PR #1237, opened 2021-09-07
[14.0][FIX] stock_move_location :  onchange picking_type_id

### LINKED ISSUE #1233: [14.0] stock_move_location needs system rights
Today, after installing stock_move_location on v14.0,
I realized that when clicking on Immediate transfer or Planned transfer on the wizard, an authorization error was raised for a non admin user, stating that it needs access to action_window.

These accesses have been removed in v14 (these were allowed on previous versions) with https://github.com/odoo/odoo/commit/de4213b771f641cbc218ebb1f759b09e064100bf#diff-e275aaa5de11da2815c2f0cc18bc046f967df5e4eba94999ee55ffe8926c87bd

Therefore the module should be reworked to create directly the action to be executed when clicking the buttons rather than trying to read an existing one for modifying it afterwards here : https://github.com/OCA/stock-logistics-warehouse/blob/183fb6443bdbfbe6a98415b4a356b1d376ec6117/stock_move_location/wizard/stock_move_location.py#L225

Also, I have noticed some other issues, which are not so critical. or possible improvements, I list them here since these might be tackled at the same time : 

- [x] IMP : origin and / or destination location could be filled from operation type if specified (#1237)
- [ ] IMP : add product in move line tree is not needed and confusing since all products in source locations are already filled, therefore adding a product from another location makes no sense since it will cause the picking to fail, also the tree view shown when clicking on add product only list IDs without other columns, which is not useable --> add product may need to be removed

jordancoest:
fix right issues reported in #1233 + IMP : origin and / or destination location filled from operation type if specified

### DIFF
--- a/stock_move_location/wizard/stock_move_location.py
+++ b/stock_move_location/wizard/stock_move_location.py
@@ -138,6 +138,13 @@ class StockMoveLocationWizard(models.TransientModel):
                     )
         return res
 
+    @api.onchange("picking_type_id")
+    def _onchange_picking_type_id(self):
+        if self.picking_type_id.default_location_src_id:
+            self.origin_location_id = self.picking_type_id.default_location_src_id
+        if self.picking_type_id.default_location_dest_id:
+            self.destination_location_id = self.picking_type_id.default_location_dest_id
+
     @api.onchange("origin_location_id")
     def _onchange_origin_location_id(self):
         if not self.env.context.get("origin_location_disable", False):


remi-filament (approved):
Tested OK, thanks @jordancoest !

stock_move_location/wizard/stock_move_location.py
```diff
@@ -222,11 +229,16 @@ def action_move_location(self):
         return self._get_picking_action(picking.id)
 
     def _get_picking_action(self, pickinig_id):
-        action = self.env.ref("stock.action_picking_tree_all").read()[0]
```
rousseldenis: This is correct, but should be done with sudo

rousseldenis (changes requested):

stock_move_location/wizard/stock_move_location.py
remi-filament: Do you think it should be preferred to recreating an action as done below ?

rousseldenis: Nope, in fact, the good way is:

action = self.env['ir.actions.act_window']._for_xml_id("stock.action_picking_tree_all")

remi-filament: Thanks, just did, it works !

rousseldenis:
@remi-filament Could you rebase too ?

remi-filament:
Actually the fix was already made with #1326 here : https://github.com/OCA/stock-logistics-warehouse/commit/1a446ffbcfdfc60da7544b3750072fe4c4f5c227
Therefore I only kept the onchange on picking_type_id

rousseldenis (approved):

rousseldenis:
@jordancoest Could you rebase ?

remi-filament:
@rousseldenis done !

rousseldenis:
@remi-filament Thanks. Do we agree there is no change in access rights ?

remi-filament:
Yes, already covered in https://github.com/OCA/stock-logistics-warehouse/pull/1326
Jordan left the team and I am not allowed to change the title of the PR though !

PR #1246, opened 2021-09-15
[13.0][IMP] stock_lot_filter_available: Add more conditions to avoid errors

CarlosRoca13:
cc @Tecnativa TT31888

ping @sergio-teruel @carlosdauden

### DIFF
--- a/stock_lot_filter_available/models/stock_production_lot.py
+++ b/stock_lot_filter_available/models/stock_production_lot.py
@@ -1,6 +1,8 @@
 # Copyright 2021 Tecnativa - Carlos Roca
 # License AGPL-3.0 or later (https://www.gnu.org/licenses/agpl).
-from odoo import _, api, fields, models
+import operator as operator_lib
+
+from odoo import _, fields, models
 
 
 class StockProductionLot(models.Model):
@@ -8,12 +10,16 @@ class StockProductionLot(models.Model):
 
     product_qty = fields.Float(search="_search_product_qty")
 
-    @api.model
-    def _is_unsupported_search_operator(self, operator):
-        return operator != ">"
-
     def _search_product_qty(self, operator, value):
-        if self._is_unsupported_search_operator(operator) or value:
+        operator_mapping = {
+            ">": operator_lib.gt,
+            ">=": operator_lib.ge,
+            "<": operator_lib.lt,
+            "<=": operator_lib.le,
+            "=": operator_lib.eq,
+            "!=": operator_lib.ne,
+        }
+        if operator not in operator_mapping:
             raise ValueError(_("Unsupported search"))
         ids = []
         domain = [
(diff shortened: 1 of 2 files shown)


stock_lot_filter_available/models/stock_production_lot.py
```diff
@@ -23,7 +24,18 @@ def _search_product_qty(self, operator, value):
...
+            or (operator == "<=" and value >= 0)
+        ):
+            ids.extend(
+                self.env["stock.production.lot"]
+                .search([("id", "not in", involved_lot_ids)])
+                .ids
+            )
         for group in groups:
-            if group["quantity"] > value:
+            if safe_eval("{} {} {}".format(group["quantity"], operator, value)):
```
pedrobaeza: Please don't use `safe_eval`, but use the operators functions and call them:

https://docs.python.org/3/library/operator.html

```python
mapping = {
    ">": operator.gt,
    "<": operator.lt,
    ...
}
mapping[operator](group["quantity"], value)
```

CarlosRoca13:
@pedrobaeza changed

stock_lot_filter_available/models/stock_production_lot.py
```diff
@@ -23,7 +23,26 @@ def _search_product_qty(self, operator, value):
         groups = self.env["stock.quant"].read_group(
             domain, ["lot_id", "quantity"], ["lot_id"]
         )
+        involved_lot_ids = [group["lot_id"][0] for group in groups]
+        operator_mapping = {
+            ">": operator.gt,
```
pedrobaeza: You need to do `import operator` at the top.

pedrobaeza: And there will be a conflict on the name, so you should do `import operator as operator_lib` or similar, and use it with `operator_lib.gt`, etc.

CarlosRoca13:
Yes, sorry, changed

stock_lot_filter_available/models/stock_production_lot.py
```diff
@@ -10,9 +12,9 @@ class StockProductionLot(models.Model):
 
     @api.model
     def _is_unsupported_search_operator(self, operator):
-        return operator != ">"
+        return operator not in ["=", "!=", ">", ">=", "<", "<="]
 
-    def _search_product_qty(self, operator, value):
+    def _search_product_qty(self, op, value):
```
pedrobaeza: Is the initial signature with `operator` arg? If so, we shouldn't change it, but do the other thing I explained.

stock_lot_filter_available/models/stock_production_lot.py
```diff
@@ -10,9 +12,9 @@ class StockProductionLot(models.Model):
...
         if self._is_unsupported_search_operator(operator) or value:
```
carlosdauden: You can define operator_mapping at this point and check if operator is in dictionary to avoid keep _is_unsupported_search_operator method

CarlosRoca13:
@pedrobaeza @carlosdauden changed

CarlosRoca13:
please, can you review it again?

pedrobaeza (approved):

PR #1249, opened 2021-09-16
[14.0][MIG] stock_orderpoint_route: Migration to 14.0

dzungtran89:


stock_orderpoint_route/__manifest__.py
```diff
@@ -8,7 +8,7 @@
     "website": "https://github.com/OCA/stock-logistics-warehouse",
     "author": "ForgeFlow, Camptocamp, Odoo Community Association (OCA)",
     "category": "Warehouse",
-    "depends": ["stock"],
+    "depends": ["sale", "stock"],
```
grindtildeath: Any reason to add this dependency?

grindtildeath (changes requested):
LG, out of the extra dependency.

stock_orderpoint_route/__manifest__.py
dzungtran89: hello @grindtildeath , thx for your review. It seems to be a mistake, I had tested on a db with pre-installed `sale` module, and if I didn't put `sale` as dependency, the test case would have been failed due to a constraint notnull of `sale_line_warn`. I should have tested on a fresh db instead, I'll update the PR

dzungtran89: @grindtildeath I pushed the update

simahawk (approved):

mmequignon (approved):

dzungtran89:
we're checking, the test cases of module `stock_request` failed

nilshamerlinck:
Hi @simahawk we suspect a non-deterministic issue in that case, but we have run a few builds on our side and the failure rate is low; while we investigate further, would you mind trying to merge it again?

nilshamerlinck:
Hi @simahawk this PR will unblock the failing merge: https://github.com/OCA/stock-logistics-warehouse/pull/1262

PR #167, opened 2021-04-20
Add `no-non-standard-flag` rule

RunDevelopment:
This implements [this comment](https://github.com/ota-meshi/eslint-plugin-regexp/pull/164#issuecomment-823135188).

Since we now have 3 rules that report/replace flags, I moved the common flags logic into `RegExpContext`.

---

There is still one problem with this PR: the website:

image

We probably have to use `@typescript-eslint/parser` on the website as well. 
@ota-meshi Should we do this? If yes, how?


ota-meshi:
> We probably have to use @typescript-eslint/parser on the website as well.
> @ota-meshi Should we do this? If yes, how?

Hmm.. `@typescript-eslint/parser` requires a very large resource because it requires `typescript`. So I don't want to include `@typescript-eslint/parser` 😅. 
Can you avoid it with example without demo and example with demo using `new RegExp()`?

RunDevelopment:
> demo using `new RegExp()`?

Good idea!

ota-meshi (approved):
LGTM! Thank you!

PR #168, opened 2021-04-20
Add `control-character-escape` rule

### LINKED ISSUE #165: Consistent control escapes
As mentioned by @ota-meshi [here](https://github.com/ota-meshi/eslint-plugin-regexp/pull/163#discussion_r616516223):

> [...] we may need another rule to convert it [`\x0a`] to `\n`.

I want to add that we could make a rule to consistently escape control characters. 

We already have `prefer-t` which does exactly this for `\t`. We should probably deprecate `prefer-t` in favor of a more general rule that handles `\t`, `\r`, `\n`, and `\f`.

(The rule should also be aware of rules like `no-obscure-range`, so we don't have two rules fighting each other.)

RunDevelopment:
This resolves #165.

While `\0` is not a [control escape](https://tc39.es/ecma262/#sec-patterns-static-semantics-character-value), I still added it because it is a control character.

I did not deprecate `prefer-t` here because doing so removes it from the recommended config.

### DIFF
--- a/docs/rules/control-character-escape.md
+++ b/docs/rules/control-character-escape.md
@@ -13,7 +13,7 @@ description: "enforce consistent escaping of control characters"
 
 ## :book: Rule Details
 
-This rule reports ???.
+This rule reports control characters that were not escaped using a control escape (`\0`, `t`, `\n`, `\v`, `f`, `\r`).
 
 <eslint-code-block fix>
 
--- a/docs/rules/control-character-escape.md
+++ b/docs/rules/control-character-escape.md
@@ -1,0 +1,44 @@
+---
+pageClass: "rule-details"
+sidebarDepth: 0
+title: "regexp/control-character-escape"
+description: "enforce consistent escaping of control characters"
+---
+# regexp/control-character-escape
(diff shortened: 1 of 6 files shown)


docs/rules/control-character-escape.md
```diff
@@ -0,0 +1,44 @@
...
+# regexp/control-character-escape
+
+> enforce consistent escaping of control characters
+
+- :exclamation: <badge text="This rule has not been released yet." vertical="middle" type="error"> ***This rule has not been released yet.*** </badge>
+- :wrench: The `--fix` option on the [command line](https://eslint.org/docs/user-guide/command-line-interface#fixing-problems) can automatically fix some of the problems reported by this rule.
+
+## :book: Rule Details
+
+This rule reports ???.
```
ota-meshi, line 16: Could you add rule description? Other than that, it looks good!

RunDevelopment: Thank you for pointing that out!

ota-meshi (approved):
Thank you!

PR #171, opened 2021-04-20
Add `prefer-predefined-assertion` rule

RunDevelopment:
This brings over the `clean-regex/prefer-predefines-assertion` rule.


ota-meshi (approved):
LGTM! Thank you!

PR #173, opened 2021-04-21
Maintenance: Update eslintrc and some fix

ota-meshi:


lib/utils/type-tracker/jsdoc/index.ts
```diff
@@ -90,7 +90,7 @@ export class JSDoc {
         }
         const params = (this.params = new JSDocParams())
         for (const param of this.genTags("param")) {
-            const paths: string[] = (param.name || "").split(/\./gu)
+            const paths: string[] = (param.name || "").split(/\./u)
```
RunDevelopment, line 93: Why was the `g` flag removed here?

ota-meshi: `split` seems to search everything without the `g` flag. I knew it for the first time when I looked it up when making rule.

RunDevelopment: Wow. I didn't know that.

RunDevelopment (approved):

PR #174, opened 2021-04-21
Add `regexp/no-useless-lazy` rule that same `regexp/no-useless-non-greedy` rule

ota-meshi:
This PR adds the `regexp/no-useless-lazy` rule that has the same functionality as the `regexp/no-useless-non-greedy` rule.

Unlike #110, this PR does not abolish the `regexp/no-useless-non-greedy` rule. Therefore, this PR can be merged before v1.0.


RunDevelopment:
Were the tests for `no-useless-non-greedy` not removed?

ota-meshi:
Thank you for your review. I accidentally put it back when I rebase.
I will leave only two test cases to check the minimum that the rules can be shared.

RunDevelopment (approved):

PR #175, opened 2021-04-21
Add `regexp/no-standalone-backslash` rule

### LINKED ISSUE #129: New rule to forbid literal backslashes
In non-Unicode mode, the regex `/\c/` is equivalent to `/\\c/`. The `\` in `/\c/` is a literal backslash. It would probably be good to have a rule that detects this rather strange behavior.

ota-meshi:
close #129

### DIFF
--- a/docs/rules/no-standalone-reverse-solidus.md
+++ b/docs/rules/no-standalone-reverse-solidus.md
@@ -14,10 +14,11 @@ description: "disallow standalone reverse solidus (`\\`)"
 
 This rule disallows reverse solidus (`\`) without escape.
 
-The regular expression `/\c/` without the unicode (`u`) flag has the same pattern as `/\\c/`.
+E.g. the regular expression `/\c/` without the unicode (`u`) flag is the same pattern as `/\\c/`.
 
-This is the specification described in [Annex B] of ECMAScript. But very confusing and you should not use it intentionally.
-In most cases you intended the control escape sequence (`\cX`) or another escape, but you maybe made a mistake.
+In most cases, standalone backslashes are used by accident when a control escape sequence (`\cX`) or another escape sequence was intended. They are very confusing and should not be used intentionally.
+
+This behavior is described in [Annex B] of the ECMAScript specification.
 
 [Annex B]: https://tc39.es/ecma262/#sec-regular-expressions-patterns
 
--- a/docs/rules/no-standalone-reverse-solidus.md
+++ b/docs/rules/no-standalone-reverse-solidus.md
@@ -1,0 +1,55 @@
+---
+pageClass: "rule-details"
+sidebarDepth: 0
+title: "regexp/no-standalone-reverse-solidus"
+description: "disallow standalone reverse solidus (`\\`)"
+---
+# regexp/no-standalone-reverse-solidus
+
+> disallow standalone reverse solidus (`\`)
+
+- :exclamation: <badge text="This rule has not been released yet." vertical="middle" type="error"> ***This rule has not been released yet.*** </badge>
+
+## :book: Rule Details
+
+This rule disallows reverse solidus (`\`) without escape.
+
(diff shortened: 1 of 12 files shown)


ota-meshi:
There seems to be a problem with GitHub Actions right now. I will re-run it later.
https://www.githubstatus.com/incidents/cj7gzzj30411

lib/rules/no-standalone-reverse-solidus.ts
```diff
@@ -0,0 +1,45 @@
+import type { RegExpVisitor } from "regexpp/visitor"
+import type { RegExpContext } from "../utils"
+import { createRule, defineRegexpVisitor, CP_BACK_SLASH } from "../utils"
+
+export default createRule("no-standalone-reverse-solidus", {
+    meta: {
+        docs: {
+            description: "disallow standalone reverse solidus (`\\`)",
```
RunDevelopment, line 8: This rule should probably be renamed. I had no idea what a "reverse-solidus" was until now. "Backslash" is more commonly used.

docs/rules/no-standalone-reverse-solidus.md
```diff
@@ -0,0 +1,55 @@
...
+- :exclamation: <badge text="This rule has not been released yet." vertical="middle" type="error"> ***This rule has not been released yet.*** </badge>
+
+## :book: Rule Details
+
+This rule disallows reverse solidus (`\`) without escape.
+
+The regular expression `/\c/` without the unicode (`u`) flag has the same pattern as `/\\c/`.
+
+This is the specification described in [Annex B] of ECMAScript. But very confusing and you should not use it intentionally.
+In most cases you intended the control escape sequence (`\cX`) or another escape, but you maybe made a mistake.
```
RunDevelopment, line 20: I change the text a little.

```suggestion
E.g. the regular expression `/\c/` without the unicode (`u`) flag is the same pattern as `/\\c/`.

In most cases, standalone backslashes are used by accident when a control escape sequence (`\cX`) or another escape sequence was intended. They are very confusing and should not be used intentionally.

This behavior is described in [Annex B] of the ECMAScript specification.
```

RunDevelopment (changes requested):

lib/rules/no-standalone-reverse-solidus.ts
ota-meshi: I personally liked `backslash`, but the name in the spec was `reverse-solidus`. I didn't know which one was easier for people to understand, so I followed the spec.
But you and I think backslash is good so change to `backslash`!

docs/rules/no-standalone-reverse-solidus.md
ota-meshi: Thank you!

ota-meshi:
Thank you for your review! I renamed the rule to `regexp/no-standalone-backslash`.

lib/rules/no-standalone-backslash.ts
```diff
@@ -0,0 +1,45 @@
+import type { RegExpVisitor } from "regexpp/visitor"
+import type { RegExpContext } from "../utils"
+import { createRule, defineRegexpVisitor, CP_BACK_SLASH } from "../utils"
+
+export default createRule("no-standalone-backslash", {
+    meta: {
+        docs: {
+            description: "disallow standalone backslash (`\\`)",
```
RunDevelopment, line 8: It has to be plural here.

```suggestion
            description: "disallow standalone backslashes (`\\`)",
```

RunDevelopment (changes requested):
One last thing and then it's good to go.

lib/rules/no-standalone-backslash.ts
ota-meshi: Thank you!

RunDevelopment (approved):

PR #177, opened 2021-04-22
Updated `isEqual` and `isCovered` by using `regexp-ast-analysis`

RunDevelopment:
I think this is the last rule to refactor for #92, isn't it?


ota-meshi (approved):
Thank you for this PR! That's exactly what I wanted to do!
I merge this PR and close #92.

■ What to do
Please print exactly what appears from the first line of the data through the line with "Today, after installing", including both of those lines and nothing past them.

■ Solution for this exercise
PR #1237, opened 2021-09-07
[14.0][FIX] stock_move_location :  onchange picking_type_id

### LINKED ISSUE #1233: [14.0] stock_move_location needs system rights
Today, after installing stock_move_location on v14.0,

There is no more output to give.